Hoffmann Esther, Schwenn Oliver, Karallus Matthias, Krummenauer Frank, Grehn Franz, Pfeiffer Norbert
Department of Ophthalmology, Johannes Gutenberg University of Mainz, Germany.
Graefes Arch Clin Exp Ophthalmol. 2002 Jan;240(1):2-6. doi: 10.1007/s004170100337.
There are different surgical approaches for cataract and concomitant primary open-angle glaucoma (POAG). In a retrospective study we examined the long-term results of cataract extraction combined with trabeculotomy.

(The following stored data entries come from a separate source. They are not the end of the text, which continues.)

PR #6762, opened 2026-06-01
fix(l1): accept number-encoded terminalTotalDifficulty in genesis

edg-l:
## What

`ChainConfig::terminal_total_difficulty` failed to deserialize when a genesis file encodes `terminalTotalDifficulty` as a bare decimal number (geth/reth style), e.g. `58750000000000000000000`. Genesis loading aborts with `Failed to deserialize u128 number`.

## Why

The value exceeds `u64::MAX`, so serde_json (default features) stores it as `f64`. The old code did `n.to_string().parse::<u128>()`, where `to_string()` yields `"5.875e22"`, which doesn't parse as `u128`. Hex-string form (`"0x..."`) worked; bare numbers didn't.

Between 1990 and 1997, 194 eyes with cataract and POAG were operated on in a combined manner. Eighty-eight eyes received a trabeculotomy (TT), in 82 eyes a trabeculectomy was added to the trabeculotomy (TT+TE) and in 24 eyes, in which probing of Schlemm's canal was impossible, standard trabeculectomy (TE) was performed. Pre- and postoperative intraocular pressure (IOP), glaucoma medication, and the intra- and postoperative complications of all patients were analyzed.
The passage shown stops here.